27 Août 2010
En proposant une réforme constitutionnel pour dessaisir la Ceni de sa mainmise sur le processus électoral, le Premier ministre de transition a visiblement dépassé les bornes. Mais sa récente reculade ne signifie pas qu’il a complètement renoncé à ses projets.
« Un soir de début août 2010, alors qu’il me recevait à son domicile, Jean-Marie Doré m’a annoncé sa volonté de donner en ma faveur une consigne de vote dans son fief de la Région forestière. Au même moment, j’apprenais qu’en échange d’un poste de Premier ministre, le même Doré s’était engagé à faire gagner mon rival Alpha Condé. »
Cette confidence de Cellou Dalein Diallo, l’un des deux candidats au second tour de l’élection présidentielle guinéenne du 19 septembre prochain, résume peut-être à elle seule toute l’ambiguïté de Jean-Marie Doré, le chef du gouvernement de transition censé conduire la Guinée à des élections transparentes.

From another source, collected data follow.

PR #478, opened 2019-10-29
Various exchange rate fixes

emschwartz:
See the commit messages for details

### DIFF
--- a/crates/ilp-cli/Cargo.toml
+++ b/crates/ilp-cli/Cargo.toml
@@ -13,5 +13,5 @@ http = { version = "0.1.18", default-features = false }
 reqwest = { version = "0.9.21", default-features = false, features = ["default-tls"] }
 serde = { version = "1.0.101", default-features = false }
 serde_json = { version = "1.0.41", default-features = false }
-tungstenite = { version = "0.9.1", default-features = true }
+tungstenite = { version = "0.9.1", default-features = false, features = ["tls"] }
 url = { version = "2.1.0", default-features = false }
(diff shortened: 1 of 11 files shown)


crates/ilp-cli/Cargo.toml
```diff
@@ -13,5 +13,5 @@ http = { version = "0.1.18", default-features = false }
 reqwest = { version = "0.9.21", default-features = false, features = ["default-tls"] }
 serde = { version = "1.0.101", default-features = false }
 serde_json = { version = "1.0.41", default-features = false }
-tungstenite = { version = "0.9.1", default-features = false }
+tungstenite = { version = "0.9.1", default-features = true }
```
bstrie: For consistency I would like to leave this as false and add `features = ["tls"]` instead; that is indeed the only feature that tungstenite exposes at the moment and so this is currently semantically equivalent, but part of my (ill-communicated) impetus for the mass `default-features = false` is to prevent automatically expanding our dependencies' surface area without our explicit consideration, in the event that a future version of a dependency adds a new default feature. Does this sound like a reasonable policy? Sadly I can't exactly say that this approach is a widely-used precedent; a lot of the community-wide best practices regarding dependencies are still up in the air.

crates/interledger-btp/Cargo.toml
```diff
@@ -22,7 +22,7 @@ rand = { version = "0.7.2", default-features = false, features = ["std"] }
 stream-cancel = { version = "0.4.4", default-features = false }
 tokio-executor = { version = "0.1.8", default-features = false }
 tokio-timer = { version = "0.2.11", default-features = false }
-tokio-tungstenite = { version = "0.9.0", default-features = false, features = ["connect", "tls"] }
+tokio-tungstenite = { version = "0.9.0", default-features = true }
```
bstrie: Related to the previous comment.

PR #486, opened 2019-10-31
feat(http api): return the node version instead of the interledger-api crate version

dora-gt:
We could do some hack when compiling using `build.rs` etc. but it seemed more straightforward to pass the version to API. I'm not so sure there is the case of using `interledger-api` crate for another use but I used `Option` for `node_version`. If that looks too much or unnecessary, I'd be happy to change.

The output looks like:
```
{"ilp_address":"local.host","status":"Ready","version":"0.5.1"}
```
which shows `ilp-node`'s version.

### DIFF
--- a/crates/ilp-node/src/node.rs
+++ b/crates/ilp-node/src/node.rs
@@ -404,7 +404,7 @@ impl InterledgerNode {
                                 api.default_spsp_account(username);
                             }
                             // add an API of ILP over HTTP and add rejection handler
-                            let api = api.into_warp_filter()
+                            let api = api.into_warp_filter(Some(env!("CARGO_PKG_VERSION").to_owned()))
                                 .or(IlpOverHttpServer::new(incoming_service.clone().wrap(|request, mut next| {
                                     let http = debug_span!(target: "interledger-node", "http");
                                     let _http_scope = http.enter();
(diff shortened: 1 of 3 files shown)


gakonst:
I am not sure about this, although it's a small change, it seems weird to me to require a version string when calling a function. @bstrie is there a better way to do this?

bstrie:
I suppose it's not that weird, considering that ilp-node will have to pass this information to interledger-api one way or another. One alternative could be to pass the information along in environment variables. Such an approach could potentially be useful in the future, as I remember one of us being wary of exposing any kind of server version information, since it could be used by attackers. If this were passed in via environment variables, then the server operator could choose to set `ILP_NODE_VERSION="some hash of the real version that is useless to an attacker"`, and ilp-node could check for the existence of such a variable and, if the variable is unset, simply pass along its own version by default. Does that strike anyone as useful?

dora-gt:
Actually I tried to inject an env var using `build.rs` but it didn't work because the `build.rs` of `ilp-node` is not run before one of `interledger-api`.

So, what I could do then was to run the `build.rs` of `interledger-api` and let it get the version of `ilp-node`, which seemed weird to me because `interledger-api` should NOT know about upper concepts like `ilp-node`.

Also, it seemed reasonable for me to inject some dependencies when creating the API instance although the "dependency" is just "a" version here.

bstrie:
I'd say this is totally fine, there's no reason we couldn't revisit this later if we wanted to.

PR #487, opened 2019-10-31
Node logging fixes

emschwartz:


crates/ilp-node/src/node.rs
```diff
@@ -269,11 +269,17 @@ impl InterledgerNode {
                 .and_then(move |btp_accounts| {
                     let outgoing_service =
                         outgoing_service_fn(move |request: OutgoingRequest<Account>| {
-                            error!(target: "interledger-node", "No route found for outgoing account ");
+                            // Don't log anything for failed route updates sent to child accounts
+                            // because there's a good chance they'll be offline
+                            if request.prepare.destination().scheme() != "peer"
```
dora-gt: I don't think this is required right now but this could be encapsulated and more understandable like
```
request.prepare.destination().is_scheme_peer()
// or
request.prepare.destination().is_scheme(Scheme::Peer)
```

crates/ilp-node/src/trace.rs
```diff
@@ -88,14 +92,26 @@ pub fn trace_outgoing<A: Account>(
...
     let _details_scope = details_span.enter();
 
+    // Don't log anything for failed route updates sent to child accounts
+    // because there's a good chance they'll be offline
+    let ignore_rejects = request.prepare.destination().scheme() == "peer"
+        && request.to.routing_relation() == RoutingRelation::Child;
     next.send_request(request)
-        .then(trace_response)
+        .then(move |result| {
+            if result.is_ok() || ignore_rejects {
```
dora-gt:
```suggestion
            if result.is_ok() || ! ignore_rejects {
```
Is this...?

dora-gt: Also I feel this should be more specific like... "If the node could not **connect** to the child". It seems that this code includes just pure rejections that could be sent from **connected** children.

emschwartz: Updated to make it only ignore F02 errors

PR #491, opened 2019-11-01
refactor(three_nodes test, .circleci/config.yml): fixed account usernames to be clearer, etc

dora-gt:
To investigate more about #490, fixed some lines to output more detailed information.
I could not reproduce errors on my computer, so I need more information in the CI process.

### DIFF
--- a/crates/ilp-node/tests/three_nodes.rs
+++ b/crates/ilp-node/tests/three_nodes.rs
@@ -1,8 +1,8 @@
-use futures::{future::join_all, Future};
+use futures::{future::join_all, stream::*, sync::mpsc, Future};
 use ilp_node::InterledgerNode;
 use serde_json::json;
 use tokio::runtime::Builder as RuntimeBuilder;
-use tracing::error_span;
+use tracing::{debug, error_span};
 use tracing_futures::Instrument;
 
 mod redis_helpers;
@@ -13,6 +13,8 @@ use interledger::packet::Address;
 use interledger::stream::StreamDelivery;
 use std::str::FromStr;
 use test_helpers::*;
+
+const LOG_TARGET: &str = "interledger-tests-three-nodes";
 
 #[test]
 fn three_nodes() {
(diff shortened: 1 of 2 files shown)


crates/ilp-node/tests/three_nodes.rs
```diff
@@ -1,5 +1,6 @@
-use futures::{future::join_all, Future};
+use futures::{future::join_all, stream::*, sync::mpsc, Future};
 use ilp_node::InterledgerNode;
+use log::debug;
```
emschwartz: You should just use `tracing::debug` instead. It's functionality is a superset of `log`'s

crates/ilp-node/tests/three_nodes.rs
```diff
@@ -42,35 +45,35 @@ fn three_nodes() {
 
     let alice_on_alice = json!({
         "ilp_address": "example.alice",
-        "username": "alice",
+        "username": "alice_on_alice",
```
emschwartz: I think it's even clearer if the nodes are identified as `a` and `b` so it's `alice_on_a`, etc

crates/ilp-node/tests/three_nodes.rs
```diff
@@ -137,16 +139,24 @@ fn three_nodes() {
...
 
+    let mut node1_finish_sender = finish_sender.clone();
     runtime.spawn(
         node1
             .serve()
             .and_then(move |_| alice_fut)
-            .and_then(|_| Ok(()))
+            .and_then(move |_| {
+                node1_finish_sender
+                    .try_send(1)
```
emschwartz: What is this for?

crates/ilp-node/tests/three_nodes.rs
dora-gt: Indeed. I'll fix.

crates/ilp-node/tests/three_nodes.rs
dora-gt: I'm not sure this has positive effects but it just ensures that tasks of `node3` starts after `node1` and `node2` finished their tasks. It seemed more robust than waiting `1000ms` or something though it looks actually almost the same.

crates/ilp-node/tests/three_nodes.rs
dora-gt: Fixed.

crates/ilp-node/tests/three_nodes.rs
dora-gt: Fixed.

dora-gt:
I'm merging this.
I'll check logs if the tests fail again.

Cellou Dalein Diallo sort de sa réserve
Vieux crocodile du marigot politique guinéen, le locataire de la Primature n’a jamais perdu le nord. Au cours de la dictature d’Ahmed Sékou Touré (de 1958 à 1984), il est l’un des rares opposants
en exil qui peut effectuer des déplacements à Conakry et rencontrer le despote. Puis, sous Lansana Conté (de 1984 à 2008), il reste dans l’opposition mais réussit à demeurer proche des principaux
collaborateurs du chef de l’État.
Nommé à la tête du gouvernement de transition le 21 janvier 2010, il multiplie les manœuvres pour repousser le second tour de la présidentielle synonyme de fin de son bail à la Primature. Après des décennies d’une interminable traversée du désert dans l’opposition, ce Guerzé né en juin 1939 à Bossou, un bourg de l’actuelle préfecture de Lola, entend faire durer le plaisir d’être aux affaires.
Sa dernière trouvaille ? Une proposition de réforme de la Constitution et du Code électoral qui aurait de facto repoussé l’élection. Trop cousue de fils blancs, la manœuvre a fait sortir Cellou Dalein Diallo de sa réserve naturelle. Le 22 août, il est allé se plaindre auprès médiateur dans la crise guinéenne, le président burkinabè Blaise Compaoré : « Doré a un deal avec Condé. Il veut modifier la Constitution, dessaisir la Commission électorale nationale indépendante (Ceni) de l’organisation du scrutin au profit du ministère de l’Administration du territoire, contrôler ainsi le processus électoral et faire gagner frauduleusement mon adversaire en échange de son maintien à la primature », a-t-il expliqué.
Décisions lourdes de conséquences
Face à la fronde de tous les acteurs du processus, à l’exception notable d’Alpha Condé, et devant la vive polémique que sa proposition a suscitée dans les médias guinéens, le très rusé chef du gouvernement a
rapidement fait machine arrière. Le 23 août, il transforme son projet de réforme constitutionnelle en un décret d’application de l’article 2 du Code électoral censé « définir les modalités de
l’appui technique du ministère de l’Administration du territoire à la Ceni ». Une sorte de « remake » superflu du protocole d’accord du 15 janvier qui a jusqu’ici bien régi les rapports entre les
deux structures.
Si Jean-Marie Doré a reculé suite à la levée de boucliers, il reste étroitement surveillé, soupçonné par ses adversaires politiques de vouloir revenir à la charge à tout moment pour déstabiliser le processus électoral.
Visiblement plus préoccupé à assurer sa survie politique qu’à gérer le pays, le chef du gouvernement n’avait pas tenu de conseil des ministres depuis le 24 juin. Et ne l’a convoqué le 24 août que pour débattre de son projet de décret.
À la tête d’une simple équipe de transition, il s’empresse pourtant de prendre des décisions engageant l'avenir du pays : cession du tiers de l’offshore guinéen à Hyperdynamics le 25 mars ; signature, le 15 avril, d’une convention pour évacuer le minerai de fer de Simandou par le Liberia ; paraphe d’un accord portant fabrication de cartes d’identité biométriques avec une société malaisienne… Bien à l’étroit dans le contenu et la durée de son mandat, Jean-Marie Doré risque de s’attirer des critiques bien après la fin de sa gestion.